Katherine Harvey-Lee, an attorney in the case, said in a statement that it was their hope that the settlement and safety improvements that emerged from the Bureau of Land Management's probe "will ensure these fun events can still go forward, but in a manner that is safe for all spectators and fans."

The lawsuit claimed that the race was "negligently and recklessly" overseen, and that the spectators should not have been permitted to be that close to the track.

The bureau failed in its "mandatory duty," the suit alleged, to insist that the event's organizers comply with requirements and clearly mark the race track to keep spectators from getting too close. The event was understaffed, the suit also claimed, and no emergency medical service was available, meaning it took longer than 30 minutes for emergency crews to arrive at the scene.
 
Not to dig this post out out of the archives, but I ran across this searching for something else.

$5.8-million settlement reached in deadly off-road racing crash
December 18, 2013
In this Aug. 15, 2010, file photo, people push an overturned off-road race… (Francis Specker / Associated…)
A $5.8-million settlement has been reached with the relatives of those killed and a dozen who were injured when a truck competing in an off-road desert race careened into a crowd of spectators, their lawyers announced Wednesday.

In the 2010 accident in the desert near Victorville, the truck, a modified Ford Ranger, went out of control during the California 200 race and went airborne, slamming into the crowd, killing eight and injuring dozens. The settlement, reached Tuesday, includes 12 of those injured.
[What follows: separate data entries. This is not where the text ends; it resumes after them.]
PR #2157, opened 2024-07-10
[ci] add tests for llava (vllm)

sindhuvahinis:
## Description ##

Brief description of what this PR is about

- If this change is a backward incompatible change, why must this change be made?
- Interesting edge cases to note here

PR #2234, opened 2024-07-25
[multimodal][ci] adding multimodal tests

siddvenk:
## Description ##

### DIFF
--- a/tests/integration/llm/prepare.py
+++ b/tests/integration/llm/prepare.py
@@ -574,6 +574,16 @@ lmi_dist_model_list = {
         "option.model_id": "s3://djl-llm/llama-2-tiny/",
         "option.quantize": "awq",
         "option.tensor_parallel_degree": 4
+    },
+    "llava_v1.6-mistral": {
+        "option.model_id": "s3://djl-llm/llava-v1.6-mistral-7b-hf/",
+    },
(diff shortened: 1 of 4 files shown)


lanking520:
should we just close or migrate this one? https://github.com/deepjavalibrary/djl-serving/pull/2157

tests/integration/llm/prepare.py
```diff
@@ -574,6 +574,16 @@
         "option.model_id": "s3://djl-llm/llama-2-tiny/",
         "option.quantize": "awq",
         "option.tensor_parallel_degree": 4
+    },
+    "llava_v1.6-mistral": {
+        "option.model_id": "s3://djl-llm/llava-v1.6-mistral-7b-hf",
+    },
+    "paligemma-3b-mix-448": {
+        "option.model_id": "s3://djl-llm/phi-3-vision-128k-instruct"
```
lanking520, line 582: url here is not right

siddvenk: good catch

siddvenk:
> should we just close or migrate this one? #2157

I think we can close that one - we don't need a lot of the configs that are there, and while the openai client is useful - I'd rather take that up separately and have a full Test suite for chat completions use-case/integ tests

lanking520 (approved):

Lawyers said the bulk of the settlement — about $4.8 million — would be paid by the Bureau of Land Management, which failed to follow its safety procedures during the race, an internal review found. The rest would be paid by the event's organizers, Mojave Desert Racing Inc. and Mojave Desert Productions Inc., which have an insurance policy limit of $1 million.

Katherine Harvey-Lee, an attorney in the case, said in a statement that it was their hope that the settlement and safety improvements that emerged from the Bureau of Land Management's probe "will ensure these fun events can still go forward, but in a manner that is safe for all spectators and fans."

The lawsuit claimed that the race was "negligently and recklessly" overseen, and that the spectators should not have been permitted to be that close to the track.

The bureau failed in its "mandatory duty," the suit alleged, to insist that the event's organizers comply with requirements and clearly mark the race track to keep spectators from getting too close. The event was understaffed, the suit also claimed, and no emergency medical service was available, meaning it took longer than 30 minutes for emergency crews to arrive at the scene.
These results have already made a tremendous impact on off-roading events when it comes to spectating... KOH as an example... although still being able to observe (from a distance) it isn't the same...
 
Furk'n lawyers. I wouldn't have gotten out of bed for less than 100 million dollars. :looksleftlooksright:
Im only in a foul mood because I actually got a "Manifesto" this week from a dumbass that stated he would take no less than 40 million...... I really wish I could write him back and tell him, "How about I kick you in the nutsack and we call it square."